Med Sci (Paris) 2021 ; 37 : 588–590

Un glutamate cagé protégé par une cape pour l’activation optique des synapses in vivo

A cloaked caged glutamate for in vivo optical activation of synapses

Romain Durand-de Cuttoli¹^,2 et Alexandre Mourot²^,3^*

¹ Nash Family Department of Neuroscience, Icahn School of Medicine at Mount Sinai, New York, NY, États-Unis.
² Neuroscience Paris Seine - Institut de biologie Paris Seine (NPS - IBPS), CNRS, Inserm, Sorbonne Université, Paris, France.
³ Laboratoire plasticité du cerveau, CNRS, ESPCI Paris, Université Paris Sciences & Lettres (PSL), 10 rue Vauquelin, 75005 Paris, France.

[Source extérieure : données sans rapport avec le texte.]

PR #1145, opened 2022-09-15
[15.0][MIG] product_lot_sequence

i-vyshnevska:
plus include
https://github.com/OCA/product-attribute/pull/1111

PR #1188, opened 2022-11-07
[15.0][IMP] product_lot_sequence: Add sequence policies 

grindtildeath:
Provide multiple configuration options with this module installed:

- "product": This is the default behaviour once you install this module. It's the
  same than in previous Odoo versions with this module installed, i.e. it allows
  to define a dedicated sequence on each product.

- "global": This was the default behaviour from previous Odoo versions when this
  module was not installed, i.e it will always use the same global sequence for every product.

Depends on:
 - [x] #1145

### DIFF
--- a/product_lot_sequence/data/ir_config_parameter.xml
+++ b/product_lot_sequence/data/ir_config_parameter.xml
@@ -1,0 +1,7 @@
+<?xml version="1.0" encoding="utf-8" ?>
+<odoo noupdate="1">
+    <record model="ir.config_parameter" id="lot_sequence_policy">
+        <field name="key">product_lot_sequence.policy</field>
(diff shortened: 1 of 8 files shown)


product_lot_sequence/data/ir_config_parameter.xml
```diff
@@ -0,0 +1,7 @@
+<?xml version="1.0" encoding="utf-8" ?>
+<odoo>
```
i-vyshnevska: noupdate="1"

ajaniszewska-dev (approved):
seems good

yankinmax (approved):

simahawk:
@grindtildeath you can rebase

PR #1198, opened 2022-11-15
[15.0][FIX] product_manufacturer: Change SavepointCase to TransactionCase

victoralmau:
Change SavepointCase to TransactionCase

Please @pedrobaeza can you review it?

@Tecnativa

### DIFF
--- a/product_manufacturer/tests/test_product_manufacturer.py
+++ b/product_manufacturer/tests/test_product_manufacturer.py
@@ -1,10 +1,10 @@
 # License AGPL-3.0 or later (http://www.gnu.org/licenses/agpl).
 
 
-from odoo.tests.common import SavepointCase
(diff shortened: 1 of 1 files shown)


pedrobaeza (approved):
I think this one is going to fail also, but let's try:

/ocabot merge patch

rousseldenis:
@pedrobaeza We need to update copier for the problem of flake8 pre-commit url to have a functional merge. I can take care of even branches :-)

pedrobaeza:
Yes, fixed in #1200

We are updating those that involve pull requests that we are merging:

/ocabot merge patch

Any help is always appreciated. It's a pity that this didn't come at the same time for not having to do the same twice, but we can't decide that...

victoralmau:
Can you try the merging process again?

PR #1200, opened 2022-11-15
[15.0][FIX] Update copier template

pedrobaeza:
To avoid Flake8 Gitlab problem.

@Tecnativa


legalsylvain:
Thank you for this tedious work...
(and thanks for the solution, I have similar problem on my custom repo today.)

pedrobaeza:
Yeah, 2 errors in 2 weeks that make us to update 2 times the copier template (#1187 and this one), but well, it's something needed...

PR #1205, opened 2022-11-21
[13.0][FIX] Updated from template

victoralmau:
Updated from template

Ping @pedrobaeza 

@Tecnativa


requirements.txt
```diff
@@ -1,2 +1 @@
-odoo_test_helper
```
pedrobaeza, line 1: You should put these both in `test_requirements.txt`

pedrobaeza (approved):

^* alexandre.mourot@inserm.fr

Pour comprendre un processus biologique complexe, il est nécessaire de disposer d’outils permettant de manipuler les différents acteurs moléculaires et cellulaires impliqués. Dans ce contexte, la lumière est un stimulus intéressant pour perturber un système de manière spécifique et avec une grande résolution spatio-temporelle. Le gain de résolution par rapport aux perturbations génétiques ou pharmacologiques classiques résulte du stimulus lui-même - l’illumination -, qui peut être contrôlé avec des résolutions de l’ordre de la milliseconde et de quelques centaines de nanomètres. La lumière possède un autre avantage de taille : sa nature orthogonale¹, puisque les cellules et tissus des mammifères ne sont en général pas intrinsèquement photosensibles. Le stimulus lumineux permet ainsi d’atteindre une spécificité fonctionnelle, sans effet indésirable sur les fonctions natives de la cellule hôte. Chimistes et biologistes ont donc développé de nombreuses méthodes permettant de rendre les (macro)molécules biologiques photo-contrôlables [1].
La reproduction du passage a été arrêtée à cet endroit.